Jacques Borde. Plusieurs raisons à cela :

1- le président du Brésil, l’ex-capitão Jair Messias Bolsonaro, est, quelque part, un clone de Trump.
2- le Brésil, ça reste l’Amérique au sens large. Donc la cour de récréation de l’hêgêmon étasunien. On n’y joue pas perso.
3- comment ? Le marché a, déjà, lâché Bolsonaro. Le fruit va tomber de lui- même, je le crains.

| Q. Mais pas Boris Johnson ?

Jacques Borde. Non, pourquoi ?

Rappelons que, malgré son excentricité, le Premier ministre britannique, Alexander Boris de Pfeffel Johnson3, aussi dit Boris ho Mégas4, par ailleurs ex-Secretary of State for Foreign & Commonwealth Affairs5, est un homme du sérail. Son seul vrai point commun avec Trump, c’est sa coupe de cheveux désordonnée.

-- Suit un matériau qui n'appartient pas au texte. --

PR #12385, opened 2021-11-17
test: Clear threadlocals before running tests

Artur-:


flow-test-generic/src/main/java/com/vaadin/flow/testutil/CurrentInstanceCleaner.java
```diff
@@ -0,0 +1,18 @@
+package com.vaadin.flow.testutil;
```
manolo, line 1: Failing in CI with error:
```
java.lang.ClassNotFoundException: com.vaadin.flow.testutil.CurrentInstanceCleaner
```
but `flow-server` depends on `flow-test-generic`, that is weird

manolo (changes requested):

flow-test-generic/src/main/java/com/vaadin/flow/testutil/CurrentInstanceCleaner.java
Artur-: It fails because of `build-tools` which runs tests but does not depend on `flow-test-generic`

Legioth:
Would it be better to instead explicitly check after each test that it hasn't leaked any of our thread locals? In that way, we could catch situations where framework code accidentally leaks.

manolo:
platform has already the test for versions https://github.com/vaadin/platform/pull/2549 you can remove `build-tools` module

Artur-:
> Would it be better to instead explicitly check after each test that it hasn't leaked any of our thread locals
It is not interesting in 99,9% of the tests if it leaks or not. What is interesting it that a test is run without thread locals that potentially breaks it

manolo (approved):

manolo (dismissed):

manolo:
flow-client does not depend on flow-test-generic, should we include the dependency in the module or remove the listener ?

manolo (approved):

manolo:
Now the dnd module

Artur-:
For `flow-tests` and `flow-plugin-base` it should probably be turned off

manolo (approved):

joheriks (approved):

Issue #12392, opened 2021-11-18
Vite projects do not work with npm 7+


Artur-:
### Description of the bug / feature
```
npm ERR! While resolving: no-name@0.9.4
npm ERR! Found: vite@2.7.0-beta.5
npm ERR! node_modules/vite
npm ERR!   dev vite@"v2.7.0-beta.5" from the root project
npm ERR! 
npm ERR! Could not resolve dependency:
npm ERR! peer vite@"^2.0.0" from vite-plugin-checker@0.3.4
npm ERR! node_modules/vite-plugin-checker
npm ERR!   dev vite-plugin-checker@"0.3.4" from the root project
npm ERR! 
npm ERR! Fix the upstream dependency conflict, or retry
npm ERR! this command with --force, or --legacy-peer-deps
npm ERR! to accept an incorrect (and potentially broken) dependency resolution.
```

For now the workaround is to run `npm install -f` manually

This will be resolved at least when Vite 2.7.0 stable is out

joheriks:
Note issue is fixed temporarily by #12397, but keeping ticket open until stable release of Vite is used. The code that adds the `--legacy-peer-deps` parameter to npm should then be removed and this ticket closed.

Artur-:
The code was removed in #12522

PR #12397, opened 2021-11-18
fix: support Vite with npm 7

joheriks:
Pass --legacy-peer-deps when installing npm dependencies
to allow vite and vite-plugin-checker to coexist. This is a
temporary tweak to be reverted when the vite dep is a stable
version.

Temporary fix for #12392


flow-server/src/main/java/com/vaadin/flow/server/frontend/TaskRunNpmInstall.java
```diff
@@ -351,7 +358,23 @@ private void runNpmInstall() throws ExecutionFailedException {
...
-        } catch (IllegalStateException exception) {
+
+            // Remove the following conditional block (together with the
+            // npmLegacyPeerDeps parameter) when vite has been updated a
+            // version accepted as a peer dependency by vite-plugin-checker.
+            // https://github.com/vaadin/flow/issues/12392
+            if (!enablePnpm && npmLegacyPeerDeps) {
+                ArrayList<String> versionCommand = new ArrayList<>(executable);
+                versionCommand.add("--version");
+                if (FrontendUtils.getVersion("node", versionCommand)
```
Artur-, line 369: Rather make `FrontendTools.getNpmVersion` public and use that

Artur- (changes requested):

flow-server/src/main/java/com/vaadin/flow/server/frontend/TaskRunNpmInstall.java
joheriks: Done

Artur- (approved):

PR #12400, opened 2021-11-19
CP: Element and Component as event data support for 2.8

pleku:
Do not squash!


pleku:
APIDiff gives a "false positive" as from the two added interface methods with default implementations. To my understanding, those only break API if an extending interface or implementing class have the exactly same method signature existing already, which is highly unlikely at this point.

<html>
<body>


Status | Modifier | Type | Method | Exceptions | Compatibility Changes: | Line Number
-- | -- | -- | -- | -- | -- | --
NEW (!) | public | com.vaadin.flow.dom.DomListenerRegistration | addEventDataElement(java.lang.String) | n.a. | Change : METHOD_NEW_DEFAULT,  METHOD_ADDED_TO_INTERFACE | 306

Charlotte Sawyer. Ensuite, Bojo a compris ce qui allait se passer et a pris les devants. Il a été l’un des premiers à reconnaître et saluer la victoire de Joseph Joe Robinette Biden, Jr., comme président des États-Unis. Londres, qu’importe le Premier en place, reste un des alliés de premier rang de Washington.

[À suivre]

Notes

1 Ou vice-président des États-Unis.
2 Traduite par combattant illégal, combattant ennemi ou encore combattant ennemi illégal. défini dans le PATRIOT Act, ou plus précisément le Uniting & Strengthening America by Providing Appropriate Tools Required to Intercept & Obstruct Terrorism Act of 2001, pris sous la présidence de George W. Bush, qui permet de soustraire au droit commun les combattants armés capturés dans le cadre de la guerre contre le terrorisme.
3 Dit Boris Johnson, qui est (souvent) présenté comme un excentrique sorti du néant mais est issu d’une vielle famille de la haute société britannique. Donc, avant tout un homme du sérail.
4 Boris-le-Grand. Capable de réciter en grec ancien des chants entiers de l’Iliade d’Homère.
5 Ou de manière raccourci : Foreign Secretary. Autrement dit le chef de la diplomatie britannique.